# RECORDS SHOWN:
= = = = =
PR #1145, opened 2018-01-07
fix comparison between unsigned and signed integer

gmondada:
On Windows, sockets are unsigned int, and testing if socket >= 0 or socket < 0 makes no sense.
https://msdn.microsoft.com/en-us/library/windows/desktop/ms740516(v=vs.85).aspx


lws-team:

PR #1155, opened 2018-01-17
Fixed memory leak

pchero:
- Added event free function for accept.


lws-team:
Thanks... I squashed both patches and modified it a little bit... the name to `lws_libevent_destroy()` and moved the existing code to destroy the event pipe and the added call to its own function, `lws_destroy_event_pipe()`.  It's pushed on master.

PR #1185, opened 2018-02-22
Do not pass AI_CANONNAME to getaddrinfo()

mmilata:
The reason for removing the flag is that, at with uclibc, it causes reverse DNS lookup even when numeric IP address is passed to `getaddrinfo()`. This causes unnecessary one minute delay when DNS server is configured but unreachable.

In theory this should not break anything since the `ai_canonname` member does not seem to be accessed anywhere in libwebsockets codebase. According `man getaddrinfo` that should be the only difference of using the flag:
> If the AI_CANONNAME bit is set, a successful call to getaddrinfo() will return a NUL-terminated string containing the canonical name of the specified host name in the ai_canonname element of the first addrinfo structure returned.

What do you think?


lws-team:
Thanks... it sounds reasonable to me... I pushed it on master.

Issue #1200, opened 2018-03-07
Make response status available when WebSocket connection fails


joelittlejohn:
Hi. Firstly, thanks for providing this amazing library!

We're using libwebsockets to connect to an API that requires authorization, so to establish a WebSocket connection you have to provide a bearer token. If you don't provide a token (or the token is invalid/expired), the server will return a 401 response status and not upgrade the connection.

We're finding that when our authorization is invalid, we simply get `HS: ACCEPT missing` from libwebsockets rather than any information about _why_ the socket could not be established. This is a problem because if the reason for the failure is 401, then the client _must_ refresh their bearer token before retrying.

There seems to be two issues:

1. libwebsockets looks for `Sec-WebSocket-Accept` in the response first, before it checks the response status. This seems wrong, because you need to check whether the server has actually agreed to accept the connection (by checking for status code 101) before you check for the accept header.

    My suggestion here is to move this check:

https://github.com/warmcat/libwebsockets/blob/3dc71cf05998de2d47728c920e4744704552ae0c/lib/client/client.c#L766

so that it is above this check:

https://github.com/warmcat/libwebsockets/blob/3dc71cf05998de2d47728c920e4744704552ae0c/lib/client/client.c#L760

2. If the status code is not 101, it's important to provide some way for the caller find out what the status code is. If it's a 401, then the authorization is not correct, if it's  a 429, then the client should wait before retrying, if it's a 404 then the client should fix their endpoint address, etc. 

    Either some callback should be available to handle the status code, or this message should include the actual received status code:
https://github.com/warmcat/libwebsockets/blob/3dc71cf05998de2d47728c920e4744704552ae0c/lib/client/client.c#L769

What do you think?

The important case for us is 401, because the client must refresh their token when this happens. If we had an explicit failure `HS: ` message for this then that would be adequate. Obviously it's still important that the status code is validated before `Sec-WebSocket-Accept` is checked.

lws-team:
It sounds pretty reasonable to me.  Can you provide a patch?

xajdlg:
[...]

PR #1201, opened 2018-03-07
Report unauthorized error when 401 is received, instead of "HS: ACCEPT missing"

joelittlejohn:
See #1200 

The two changes included here are as discussed:

1. Check the response status before checking for the Sec-WebSocket-Accept header 

2. Return `HS: ws upgrade unauthorized` as the failure message when 401 is received.

@lws-team I opted to add a specific message here to avoid issues with having to format a new string to contain the response status, or finding an appropriate place to put it that would be freed (I couldn't find one). I considered creating a new fixed length char array to hold cce writing a formatting string to it (e.g. snprintf), but in the end just opted to keep this simple. Let me know your thoughts and I can revisit if necessary.

### DIFF
--- a/lib/client/client.c
+++ b/lib/client/client.c
@@ -757,6 +757,13 @@ lws_client_interpret_server_handshake(struct lws *wsi)
 		return 0;
 	}
 
+	if (p && strncmp(p, "401", 3)) {
+		lwsl_warn(
+		       "lws_client_handshake: got bad HTTP response '%s'\n", p);
+		cce = "HS: ws upgrade unauthorized";
+		goto bail3;
+	}
+
 	if (p && strncmp(p, "101", 3)) {
 		lwsl_warn(
 		       "lws_client_handshake: got bad HTTP response '%s'\n", p);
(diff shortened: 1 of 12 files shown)


lws-team:
Nice job, thanks, it's pushed on master + v2.4-stable.

joelittlejohn:
Thanks Andy, amazing response! :slightly_smiling_face:

joelittlejohn:
Of course you know what my next question is going to be (sorry!)... any idea when you'll cut 2.4.2?

lws-team:
It's tagged out... enjoy

joelittlejohn:
Ahh, sorry @lws-team there is a bug in my patch which is causing valid connections to fail!

This line:
```
if (p && strncmp(p, "401", 3)) {
```
in client.c should instead be:
```
if (p && strncmp(p, "401", 3) == 0) {
```

:man_facepalming:

lws-team:
Well, nothing that can't be fixed with a ninja retag.

joelittlejohn:
Andy, we're seeing that Homebrew has the old 2.4.2 and the old sha. Would it be possible to cut a new version?

PR #1427, opened 2018-10-09
-Task/sp 84

shalinichaturvedi-viewglass:
Set -Wno-deprecated-declarations in CFlags


lws-team:
Bro you need to update to current lws master.

Then add you patch(es).

Then push/

PR #1432, opened 2018-10-14
Fix cache-control when not using mounts.

ABruines:
This allows setting the cache-control header when calling lws_http_serve_file() from user code that does not use mounts.


lws-team:
Thanks, it's pushed.

This extra headers business is a holdover from the pre http/2 support era and will only work on h1.  So at some point it will have to be removed, or replaced by a callback that adds the headers in an http-version-agnostic way.  Until then, no point worrying about the case checking stuff when it's fixing something...

PR #1433, opened 2018-10-14
Fix cache-control when not using mounts. (v2)

ABruines:
My boolean logic is failing me today, sorry about that @lws-team .
This time it actually works, so I'm going to quit for today while I'm ahead ;)


lws-team:
Thanks, I squashed it into the other patch.

PR #1448, opened 2018-11-08
tls: Fix compile without deprecated OpenSSL APIs-

neheb:
These headers are included implicitly with others when deprecated APIs are enabled.


lws-team:
Thanks, it's pushed on master + v3.0-stable.

PR #1452, opened 2018-11-14
Fix iface is not preserved on redirect

Yimgo:
No idea if v2.4-stable is still maintained but if it is, we encountered this issue where interface binding would not work anymore when upgrading from 1.7.9 to 2.4.0.

This is probably due to an unfortunate copy paste of the strncpy line for method.

Note that this has been fixed in v3 by aa816e98a9081bde460c0dea36ba3ecd792bcc06.


lws-team:
Thanks... it's maintained in the sense if someone sends me a nice patch as you did, I'm happy to put it on v2.4-stable where it is now.  It's otherwise an "old version", since v3.0 has been out for quite a while.

PR #1453, opened 2018-11-15
Fix lws_hdr_total_length match the lws_hdr_copy

zw-git:
I upgrade my code to the matser, but I found a difference from v3.0-stable branch. 
```

@@ -512,13 +516,17 @@ LWS_VISIBLE int lws_hdr_copy(struct lws *wsi, char *dst, int len,
                return 0;

        do {
-               if (wsi->http.ah->frags[n].len >= len)
+               if (wsi->http.ah->frags[n].len + 1 >= len)
                        return -1;
                strncpy(dst, &wsi->http.ah->data[wsi->http.ah->frags[n].offset],
                        wsi->http.ah->frags[n].len);
                dst += wsi->http.ah->frags[n].len;
                len -= wsi->http.ah->frags[n].len;
                n = wsi->http.ah->frags[n].nfrag;
+
+               if (n)
+                       if (h != WSI_TOKEN_HTTP_COOKIE)
+                               *dst++ = ',';
        } while (n);
        *dst = '\0';

```
The lws_hdr_copy function may takes more bytes, but the lws_hdr_total_length  function same as before.
So, if I malloc the bytes base on lws_hdr_total_length, and then use lws_hdr_copy to get the header, it will failed.
And the comma is not add every frag.

### DIFF
--- a/lib/roles/http/server/parsers.c
+++ b/lib/roles/http/server/parsers.c
@@ -459,6 +459,10 @@ LWS_VISIBLE int lws_hdr_total_length(struct lws *wsi, enum lws_token_indexes h)
 	do {
 		len += wsi->http.ah->frags[n].len;
 		n = wsi->http.ah->frags[n].nfrag;
+
+		if (n && h != WSI_TOKEN_HTTP_COOKIE)
+			++len;
+
 	} while (n);
 
 	return len;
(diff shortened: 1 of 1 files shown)


lws-team:
Thanks, it makes sense... the handling for COOKIE is different since it wants to concatenate with ';', but my recent patch about it didn't adjust the length api to match.

It's pushed on master.

PR #1460, opened 2018-12-05
Allow IP-based SAN in automatic hostname check

tynril:
With OpenSSL, `X509_VERIFY_PARAM_set1_host` only checks matching hostnames and alternative names that are domain-based.

This change tries calling `X509_VERIFY_PARAM_set1_ip_asc` first, which attempts to parse the hostname as an IP address (v4 or v6). If this fails, it'll fall back to the current `X509_VERIFY_PARAM_set1_host` behavior.


lws-team:

PR #1480, opened 2019-01-22
ws: fix coredump of lws_create_context

tanyifeng:
if we defined `LWS_MAX_SMP`, `context->pt` has max size of `LWS_MAX_SMP`, `info->context` may large than it, which caused coredump.

Signed-off-by: t00416110 <tanyifeng1@huawei.com>


lws-team:

PR #1495, opened 2019-02-15
Update client-handshake.c

fanc-chen:
in some platform， the size of sa46.sa4.sin_zero is not 8, but 6, so use 8 will cause coredump.


lws-team:
Thanks... it's pushed on v3.1-stable and master.

PR #2452, opened 2021-10-15
Report actual socket error to user callback rather than EINPROGRESS.

FGasper:


lws-team:
Sorry about the long delay, it did not apply by the time I got to it originally.  I made it apply and it's on main now.

PR #2454, opened 2021-10-15
Contextualize logging in async-dns.c

FGasper:
Of note: A single use of lwsl_debug() remains because the function in
question is documented as a public API, but the passed-in parameter
doesn’t offer a path to a logging context.


lws-team:
Just a fyi empty format strings are warned (-> error in our builds) on some platforms.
= = = = =
# WHAT IS REQUIRED:
Within the data, count the lines that hold the word "which". Answer with the figure and nothing more.

# WRITTEN REPLY:
3